Anastasi, city attorney in name, was actually the “mayor’s attorney,” loyal to whomever was chief executive. During the Finch years it was difficult to secure any information from City Hall without issuing a freedom of information request routed through the City Attorney’s office, even mundane information, where it often languished. Anastasi legal decisions were sometimes crafted to the whim of the mayors he served and he’d occasionally freelance opinions even when City Charter language was clear, for instance when the Park Commission last year rejected a Finch-backed agreement between the city and United Illuminating to install solar panels on the old municipal dump in Seaside Park, Anastasi announced the Park Commission decision was “advisory.” Not exactly. Finch pressed for another vote and it passed.
It was Anastasi who crafted a legal opinion that state law trumps a City Charter provision prohibiting city employees from serving on the City Council to avoid conflicts of interest. Rather than enforcing the City Charter and placing the burden on a plaintiff to cite state law in court, Anastasi decided it de facto protecting politically connected council members’ paychecks. It has brought into question checks and balances in government between the executive and legislative branches of government.

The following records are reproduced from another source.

PR #2974, opened 2023-04-03
VersionMessage: inline helpers `isWitnessSupported()`, `hasBlockChain()` and `hasLimitedBlockChain()`

schildbach:
Our API is now fluent enough that we don't need them any more.

We cannot provide deprecations because they'd need network parameters.

### DIFF
--- a/core/src/main/java/org/bitcoinj/core/Peer.java
+++ b/core/src/main/java/org/bitcoinj/core/Peer.java
@@ -522,21 +522,22 @@ public class Peer extends PeerSocketHandler {
         // mode nodes because we can't download the data from them we need to find/verify transactions. Some bogus
         // implementations claim to have a block chain in their services field but then report a height of zero, filter
         // them out here.
-        if (!peerVersionMessage.hasLimitedBlockChain() ||
+        Services services = peerVersionMessage.getServices();
+        if (!(services.has(Services.NODE_NETWORK) || services.has(Services.NODE_NETWORK_LIMITED)) ||
                 (!params.allowEmptyPeerChain() && peerVersionMessage.bestHeight == 0)) {
             // Shut down the channel gracefully.
             log.info("{}: Peer does not have at least a recent part of the block chain.", this);
             close();
             return;
         }
-        if (!peerVersionMessage.localServices.has(requiredServices)) {
+        if (!services.has(requiredServices)) {
             log.info("{}: Peer doesn't support these required services: {}", this,
                     Services.of(requiredServices & ~peerVersionMessage.localServices.bits()).toString());
             // Shut down the channel gracefully.
             close();
             return;
         }
-        if (peerVersionMessage.localServices.has(Services.NODE_BITCOIN_CASH)) {
+        if (services.has(Services.NODE_BITCOIN_CASH)) {
             log.info("{}: Peer follows an incompatible block chain.", this);
             // Shut down the channel gracefully.
             close();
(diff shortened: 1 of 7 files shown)


core/src/main/java/org/bitcoinj/core/VersionMessage.java
```diff
@@ -113,6 +113,15 @@ public VersionMessage(NetworkParameters params, int newBestHeight) {
         relayTxesBeforeFilter = true;
     }
 
+    /**
+     * Get the service bitfield that represents the node services being provided.
+     *
+     * @return service bitfield
+     */
+    public Services getServices() {
```
msgilligan, line 121: Perhaps this should be `.services()`?  If not now, then perhaps after `localServices` can be made final.

core/src/main/java/org/bitcoinj/core/VersionMessage.java
```diff
@@ -113,6 +113,15 @@ public VersionMessage(NetworkParameters params, int newBestHeight) {
...
+        return localServices;
+    }
+
```
msgilligan, line 124: For convenience, consider adding:
```
public boolean has(long feature) {
   return localServices.has(feature);
}   
```

msgilligan (changes requested):
I think I see an unintended behavior change and have a few minor suggestions as well.

core/src/main/java/org/bitcoinj/core/VersionMessage.java
schildbach: At the moment, it's mutable. So maybe we continue accessing the field for now and not add the getter until we tackle the immutability?

core/src/main/java/org/bitcoinj/core/VersionMessage.java
schildbach: I don't understand. That's a recursive loop.

core/src/main/java/org/bitcoinj/core/Peer.java
```diff
@@ -522,21 +522,22 @@ private void processVersionMessage(VersionMessage peerVersionMessage) throws Pro
         // mode nodes because we can't download the data from them we need to find/verify transactions. Some bogus
         // implementations claim to have a block chain in their services field but then report a height of zero, filter
         // them out here.
-        if (!peerVersionMessage.hasLimitedBlockChain() ||
+        Services services = peerVersionMessage.getServices();
+        if (!(services.has(Services.NODE_NETWORK) || services.has(Services.NODE_NETWORK_LIMITED)) ||
```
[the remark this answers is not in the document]
schildbach: "limited blockchain" means either "limited blockchain" or "full blockchain" – hence the "or".

However, I just pushed a commit on top that adds a helper for cases like this.

core/src/main/java/org/bitcoinj/core/VersionMessage.java
msgilligan: Add `VersionMessage.has()` as a shortcut for `VersionMessage.getServices().has()`...

msgilligan (approved):
Looks good as is, but I do have two suggestions that could be implemented now or later:

* `VersionMessage.services()` instead of `VersionMessage.getServices()`
* `VersionMessage.has(serviceFlags)`

schildbach:
I renamed the getter, but kept your other suggestion for a future PR.

Merged.

PR #2975, opened 2023-04-03
TransactionOutPoint: divorce from `Message`

schildbach:

* A static constructor `read()` replaces the native constructor that deserialized from a payload.
* A `serialize()` helper replaces `bitcoinSerialize()`.
* A `BYTES` constant replaces `getMessageSize()`.

This comes with a test.

### DIFF
--- a/core/src/main/java/org/bitcoinj/core/TransactionOutPoint.java
+++ b/core/src/main/java/org/bitcoinj/core/TransactionOutPoint.java
@@ -29,8 +29,8 @@ import org.bitcoinj.wallet.KeyBag;
 import org.bitcoinj.wallet.RedeemData;
 
 import javax.annotation.Nullable;
-import java.io.IOException;
-import java.io.OutputStream;
+import java.nio.Buffer;
+import java.nio.BufferOverflowException;
 import java.nio.BufferUnderflowException;
 import java.nio.ByteBuffer;
 import java.util.Objects;
@@ -43,9 +43,8 @@ import static org.bitcoinj.base.internal.Preconditions.checkState;
  * 
  * <p>Instances of this class are not safe for use by multiple threads.</p>
  */
-public class TransactionOutPoint extends Message {
-
-    static final int MESSAGE_LENGTH = 36;
+public class TransactionOutPoint {
+    public static final int BYTES = 36;
 
     /** Special outpoint that normally marks a coinbase input. It's also used as a test dummy. */
     public static final TransactionOutPoint UNCONNECTED =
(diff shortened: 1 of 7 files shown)


core/src/main/java/org/bitcoinj/core/TransactionOutPoint.java
```diff
@@ -43,9 +43,8 @@
  * 
  * <p>Instances of this class are not safe for use by multiple threads.</p>
  */
-public class TransactionOutPoint extends Message {
-
-    static final int MESSAGE_LENGTH = 36;
+public class TransactionOutPoint {
+    public static final int BYTES = 36;
```
msgilligan, line 47: Perhaps this would be better named `LENGTH` or `SIZE` or `BYTE_LENGTH`?

core/src/test/java/org/bitcoinj/core/TransactionOutPointTest.java
```diff
@@ -0,0 +1,56 @@
...
+
+    private Iterator<TransactionOutPoint> randomOutPoints() {
+        Random random = new Random();
+        return Stream.generate(() -> {
+            byte[] randomBytes = new byte[Sha256Hash.LENGTH];
+            random.nextBytes(randomBytes);
+            return new TransactionOutPoint(Integer.toUnsignedLong(random.nextInt()), Sha256Hash.wrap(randomBytes));
+        }).limit(10).iterator();
+    }
+}
```
msgilligan, line 56: Nice!

core/src/main/java/org/bitcoinj/core/TransactionOutPoint.java
```diff
@@ -85,28 +97,40 @@ public TransactionOutPoint(TransactionOutput connectedOutput) {
...
+    /**
+     * Allocates a buffer and writes this transaction outpoint into it. The buffer is backed by a byte array and it's
+     * already rewound for reading.
+     *
+     * @return buffer containing the transaction outpoint
+     */
+    public ByteBuffer buffer() {
+        ByteBuffer buf = write(ByteBuffer.allocate(BYTES));
+        ((Buffer) buf).rewind();
+        return buf;
```
msgilligan, line 121: Maybe we should just have a `bytes()` method that returns an array. It seems every usage is `.buffer().array()` so it might be better to skip the intermediate `ByteBuffer`?

msgilligan (changes requested):
Looks good! Another little milestone. Two minor requests.

core/src/test/java/org/bitcoinj/core/TransactionOutPointTest.java
schildbach: I've used that before, see ServicesTest (-:

core/src/main/java/org/bitcoinj/core/TransactionOutPoint.java
schildbach: I see what you mean, the ideal form isn't found yet. (There is precident in `Services`.)

core/src/main/java/org/bitcoinj/core/TransactionOutPoint.java
msgilligan: OK, It _is_ consistent with our other code and the JDK. I'll get used to it.

core/src/main/java/org/bitcoinj/core/TransactionOutPoint.java
schildbach: Ok, it's now `byte[] serialize()`.

schildbach:
Merged.

PR #2976, opened 2023-04-03
Block: move difficulty target range check to `AbstractBlockChain.add()`

schildbach:
It doesn't make much sense in a getter. It should be checked when adding a block to the chain, like all the other checks.

### DIFF
--- a/core/src/main/java/org/bitcoinj/core/Block.java
+++ b/core/src/main/java/org/bitcoinj/core/Block.java
@@ -456,10 +456,7 @@ public class Block extends Message {
      * is thrown.
      */
     public BigInteger getDifficultyTargetAsInteger() throws VerificationException {
-        BigInteger target = ByteUtils.decodeCompactBits(difficultyTarget);
-        if (target.signum() <= 0 || target.compareTo(params.maxTarget) > 0)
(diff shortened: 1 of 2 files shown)


core/src/main/java/org/bitcoinj/core/Block.java
```diff
@@ -456,10 +456,7 @@ public void solve() {
      * is thrown.
      */
     public BigInteger getDifficultyTargetAsInteger() throws VerificationException {
-        BigInteger target = ByteUtils.decodeCompactBits(difficultyTarget);
-        if (target.signum() <= 0 || target.compareTo(params.maxTarget) > 0)
-            throw new VerificationException("Difficulty target is bad: " + target.toString());
-        return target;
+        return ByteUtils.decodeCompactBits(difficultyTarget);
```
msgilligan, line 459: JavaDoc needs update.

msgilligan (changes requested):
Looks good but needs JavaDoc update.

core/src/main/java/org/bitcoinj/core/Block.java
schildbach: Ah, indeed. Good catch!

PR #2979, opened 2023-04-03
VersionMessage: remove `params` from constructor

schildbach:


schildbach:
I should add that there is one constructor that takes NetworkParameters, but they are discarded in the constructor already, as soon as the necessary values are extracted.

msgilligan (approved):
Looks good!

schildbach:
Merged.

PR #2983, opened 2023-04-03
TransactionOutPoint: make `hash` and `index` final/immutable

msgilligan:
* make `hash` and `index` `final`
* Remove deprecated `setHash()` and `setIndex()`
* Fix generation of  `b58`  in `FullBlockTestGenerator` that relies on `setIndex()`

This depends on PR #2975

### DIFF
--- a/core/src/main/java/org/bitcoinj/core/TransactionOutPoint.java
+++ b/core/src/main/java/org/bitcoinj/core/TransactionOutPoint.java
@@ -29,7 +29,6 @@ import org.bitcoinj.wallet.KeyBag;
 import org.bitcoinj.wallet.RedeemData;
 
 import javax.annotation.Nullable;
-import java.nio.Buffer;
 import java.nio.BufferOverflowException;
 import java.nio.BufferUnderflowException;
 import java.nio.ByteBuffer;
@@ -51,9 +50,9 @@ public class TransactionOutPoint {
             new TransactionOutPoint(ByteUtils.MAX_UNSIGNED_INTEGER, Sha256Hash.ZERO_HASH);
 
     /** Hash of the transaction to which we refer. */
-    private Sha256Hash hash;
+    private final Sha256Hash hash;
     /** Which output of that transaction we are talking about. */
-    private long index;
+    private final long index;
 
     // This is not part of bitcoin serialization. It points to the connected transaction.
     Transaction fromTx;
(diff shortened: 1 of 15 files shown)


core/src/main/java/org/bitcoinj/core/TransactionOutPoint.java
```diff
@@ -226,30 +226,10 @@ public Sha256Hash getHash() {
...
-    /**
-     * @param hash new hash
-     * @deprecated Don't mutate this class -- create a new instance instead.
-     */
-    @Deprecated
-    void setHash(Sha256Hash hash) {
-        this.hash = hash;
-    }
-
     public long getIndex() {
```
schildbach, line 229: I think we should at the same time change the accessor names (probably providing deprecations).

core/src/test/java/org/bitcoinj/core/FullBlockTestGenerator.java
```diff
@@ -1131,7 +1131,8 @@ public boolean add(Rule element) {
         {
             Transaction tx = new Transaction(params);
             tx.addOutput(new TransactionOutput(tx, ZERO, new byte[] {}));
-            b58.getSpendableOutput().outpoint.setIndex(42);
+            TransactionOutPoint outPoint = b58.getSpendableOutput().outpoint;
+            b58.getSpendableOutput().outpoint = new TransactionOutPoint(42, outPoint.getHash());;
```
schildbach, line 1135: Have you checked if the other fields need copying?

msgilligan: Well, I ran the tests and they worked. I'm going to change this line to produce a "connected" outPoint by using a different constructor -- one that _should_ result in all the same fields.

core/src/main/java/org/bitcoinj/core/TransactionOutPoint.java
msgilligan: Fixed and force-pushed.

core/src/test/java/org/bitcoinj/core/FullBlockTestGenerator.java
msgilligan: Changes force-pushed.

schildbach:
Merged.

PR #2985, opened 2023-04-03
TransactionInput: divorce from `Message`

schildbach:

* A static constructur `read()` replaces the native constructor that deserialized from a payload.
* A `serialize()` helper replaces `bitcoinSerialize()`.

This comes with a test.


msgilligan (approved):
LGTM

schildbach:
Merged.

Meyer says he will also take a look at Anastasi’s legal opinion and the legality of city employees serving on the council in light of Ganim stating on the campaign trail that conflicts on the City Council must end. Currently only three of 20 council members receive city paychecks.
Anastasi, well liked among city employees, has classified job protection to remain in the City Attorney’s Office. Aside from that Meyer says, “while we may not agree on everything, he is an excellent attorney with a wealth of historical knowledge and am very happy to have him on my staff.”
John Bohannon, a veteran lawyer who has done work on behalf of the city for years, has been named deputy city attorney replacing Art Laske who received a termination notice upon Ganim taking office.